The grammar formalism in SProUT, called XTDL, is a blend of very efficient finite-state techniques and unification-based formalisms which are known to guarantee expressiveness and transparency. To be more precise, a grammar in SProUT consists of so called pattern/action rules, where the LHS of a rule is a regular expression over TFSs (typed feature structures), representing the recognition pattern, and the RHS of a rule is a TFS specification of the output structure.

Additionally, functional operators and coreferences may be used on both sides of the rules. Coreferences express structural identity, create dynamic value assignments, and serve as means of information transport into the out-put descriptions. Functional operators provide a gateway to the outside world, and they are primarily utilized for forming the output of a rule and for introducing complex constraints in the rules. Furthermore, grammar rules can be recursively embedded, which in fact provides grammarians with a context-free formalism.

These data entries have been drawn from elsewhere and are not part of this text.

PR #904, opened 2022-07-03
Various bug fixes for cross.

Alexhuszagh:
Fixed `cargo metadata` failing with unstable arguments in rustflags if the default toolchain was not nightly. We also log any warnings that occurred if we cannot get metadata. Also fixed a lack of formatting in messages with remote docker support. The mount paths are also correctly processed if using docker-in-docker for mounted volumes.

Closes #901.
Closes #903.
Required for #873.

PR #942, opened 2022-07-12
Use non-canonical paths for mount paths.

### LINKED ISSUE #920: Don't Canonicalize Paths
Path canonicalization is generally a good idea for security reasons, and we should do it for the uniqueness of our hashes, but it can affects crates that wish to mount volumes that are symlinked and get data specifically using relative paths or absolute paths to the volume, which can differ from the canonical path.

Say my crate does something like:

**main.rs**

```rust
pub fn main() {
    println!("{}", std::fs::read_to_string(std::path::Path::new("/tmp/config.toml")).unwrap());
}
```

Now, `/tmp/config.toml` is on macOS, which is actually mounted at `/private/tmp/config.toml`, so canonicalizing the path will mean `/tmp` is not mounted, but `/private/tmp` is. So in this case, we have a path where the parent directory is a symlink and this code will now fail.

Alexhuszagh:
Symlinks and canonical paths can destroy assumptions about paths: say I have a file at `/tmp/path/to/file` I reference in my crate, and ask to mount `/tmp/path/to` on the container. Currently, on macOS, since `/tmp` is a symlink to `/private/tmp`, the code that expects `/tmp/path/to/file` will fail because in the container it will be mounted at `/private/tmp/path/to/file`.

In addition, this fixes `DeviceNS` parsing with drive letters (this previously didn't matter since it never occurred, due to `dunce` canonicalization). This PR also fixes a minor bug where the host root instead of the var names was passed as the environment variable (introduced in #904).

Closes #920.

### DIFF
--- a/src/docker/shared.rs
+++ b/src/docker/shared.rs
@@ -12,14 +12,11 @@ use crate::cargo::{cargo_metadata_with_args, CargoMetadata};
 use crate::config::{bool_from_envvar, Config};
 use crate::errors::*;
 use crate::extensions::{CommandExt, SafeCommand};
-use crate::file::{self, write_file, ToUtf8};
+use crate::file::{self, write_file, PathExt, ToUtf8};
 use crate::id;
 use crate::rustc::QualifiedToolchain;
 use crate::shell::{MessageInfo, Verbosity};
 use crate::Target;
-
-#[cfg(target_os = "windows")]
-use crate::file::PathExt;
 
 pub use super::custom::CROSS_CUSTOM_DOCKERFILE_IMAGE_PREFIX;
 
@@ -287,6 +284,10 @@ impl Directories {
         }
         create_target_dir(target)?;
 
+        // get our mount paths prior to canonicalizing them
+        let cargo_mount_path = cargo.as_posix_absolute()?;
+        let xargo_mount_path = xargo.as_posix_absolute()?;
+
         // now that we know the paths exist, canonicalize them. this avoids creating
         // directories after failed canonicalization into a shared directory.
         let cargo = file::canonicalize(&cargo)?;
@@ -307,17 +308,15 @@ impl Directories {
             &metadata.workspace_root
         });
 
-        // root is either workspace_root, or, if we're outside the workspace root, the current directory
-        // NOTE: host root has already found the mount path
-        let mount_root = canonicalize_mount_path(&host_root)?;
+        // on Windows, we can not mount the directory name directly. Instead, we use wslpath to convert the path to a linux compatible path.
+        // NOTE: on unix, host root has already found the mount path
+        let mount_root = host_root.as_posix_absolute()?;
         let mount_cwd = mount_finder.find_path(cwd, false)?;
 
         toolchain.set_sysroot(|p| mount_finder.find_mount_path(p));
 
         // canonicalize these once to avoid syscalls
-        let cargo_mount_path = canonicalize_mount_path(&cargo)?;
-        let xargo_mount_path = canonicalize_mount_path(&xargo)?;
-        let sysroot_mount_path = canonicalize_mount_path(toolchain.get_sysroot())?;
+        let sysroot_mount_path = toolchain.get_sysroot().as_posix_absolute()?;
 
         Ok(Directories {
             cargo,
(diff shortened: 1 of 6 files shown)


Alexhuszagh:
I still have to test this extensively on macOS and with symlinks, just to ensure this works well (and also for Docker-in-Docker).

Alexhuszagh:
This mostly works: there's some issues with Docker-in-Docker it seems, but the core logic is sound enough. There's no way to use non-canonical paths for the current project directory (easily), since `cargo metadata` resolves any symlinks. That being said, everything else seems to work.

Specifically, this fails in workspaces for docker-in-docker: this is the mount point:
```bash
-v $PREFIX/merged/tmp/tmp.BHCKdn/external/external_lib:/tmp/tmp.BHCKdn/external/external_lib
```

And this is where it was supposed to be read:

```bash
failed to read `/var/lib/docker/overlay2/c7c0edabf2c42ce958ffef1d9eb8b59b903c0bdf2605682a8ca2cb54a2662ef0/merged/tmp/tmp.BHCKdn/external/external_lib/Cargo.toml`
```

Which means that the lack of the canonicalization seems to have undone this. We may have to canonicalize paths for docker-in-docker.

src/file.rs
```diff
@@ -261,32 +292,44 @@ mod tests {
     }
 
     #[test]
-    fn as_posix() {
-        result_eq(p!(".").join("..").as_posix(), Ok("./..".to_owned()));
-        result_eq(p!(".").join("/").as_posix(), Ok("/".to_owned()));
-        result_eq(p!("foo").join("bar").as_posix(), Ok("foo/bar".to_owned()));
-        result_eq(p!("/foo").join("bar").as_posix(), Ok("/foo/bar".to_owned()));
+    fn as_posix_relative() {
+        result_eq(
```
Emilgardis, line 296: nit not related to these changes

`result_eq` should have a `#[track_caller]` attr

src/docker/shared.rs
```diff
@@ -537,37 +516,39 @@ pub(crate) fn docker_mount(
             None => env::var(var),
         };
 
+        // NOTE: we use canonical paths on the host, since it's unambiguous.
+        // to avoid changing paths on the mount, we use absolute paths.
```
Emilgardis, line 520: this note does not make much snse to me, specifically `to avoid changing paths`, what does "changing paths" mean?

src/docker/shared.rs
```diff
@@ -537,37 +516,39 @@ pub(crate) fn docker_mount(
...
-            let mount_path = mount_cb(docker, host_path.as_ref())?;
-            docker.args(&["-e", &format!("{}={}", host_path, mount_path)]);
+            let canonical_path = file::canonicalize(&val)?;
+            let host_path = paths.mount_finder.find_path(&canonical_path, true)?;
+            let absolute_path = Path::new(&val).as_posix_absolute()?;
+            let mount_path = paths
+                .mount_finder
+                .find_path(Path::new(&absolute_path), true)?;
+            mount_cb(docker, host_path.as_ref(), mount_path.as_ref())?;
+            docker.args(&["-e", &format!("{}={}", var, mount_path)]);
```
Emilgardis, line 530: oops

Emilgardis (changes requested):

src/docker/shared.rs
Alexhuszagh: It means the path canonicalization without the symlinks expected for them on the host can change the mounted path and cause code to break. It's meant to convey the same thing as in https://github.com/cross-rs/cross/issues/920#issue-1298118330. I'll make it a bit clearer.

Alexhuszagh: I've updated the comment with an example and clearer wording:

```rust
// NOTE: we use canonical paths on the host, since it's unambiguous.
// however, for the mounted paths, we use the same path as was
// provided. this avoids canonicalizing symlinks which then causes
// the mounted path to differ from the path expected on the host.
// for example, if `/tmp` is a symlink to `/private/tmp`, canonicalizing
// it would lead to us mounting `/tmp/process` to `/private/tmp/process`,
// which would cause any code relying on `/tmp/process` to break.
```

Emilgardis (approved):

Alexhuszagh:
bors r=Emilgardis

The following rule for the recognition of prepositional phrases gives an idea of the syntax of the grammar formalism:

pp :>     morph & [  POS Prep,
                              SURFACE #prep,
                              INFL [ CASE #c ] ]
            (morph & [ POS Det,    
                              INFL [  CASE #c,
                                          GENDER #g ]] ) ?
            (morph & [ POS Adjective,
                              INFL [  CASE #c,
                                          NUMBER #n,
                                          GENDER #g ] ] ) *
           (morph & [ POS Noun,
                             SURFACE #noun,
                             INFL [  CASE #c,
                                         NUMBER #n,
                                         GENDER #g ] ] )

->    phrase & [  CAT pp,
                         PREP #prep,
                         AGR agr & [ CASE #c,
                                              NUMBER #n,
                                              GENDER #g]
                         CORE_NP #core_np]],

where #core_np=Append(#det,” “,#noun).

The first TFS matches a preposition. Then one or zero determiners are matched. It is followed by zero or more adjectives. Finally, a noun item is consumed. The variables #c, #n, #g establish coreferences expressing the agreement in case, number, and gender for all matched items (except for the initial preposition item which solely agrees in case with the other items). The RHS of the rule triggers the creation of a TFS of type phrase, where the surface form of the matched preposition is transported into the corresponding slot via the variable #prep. A value for the attribute CORE_NP is created through a concatenation of the matched determiner and noun (variables #det and #noun). This is realized via a call to a functional operator called Append.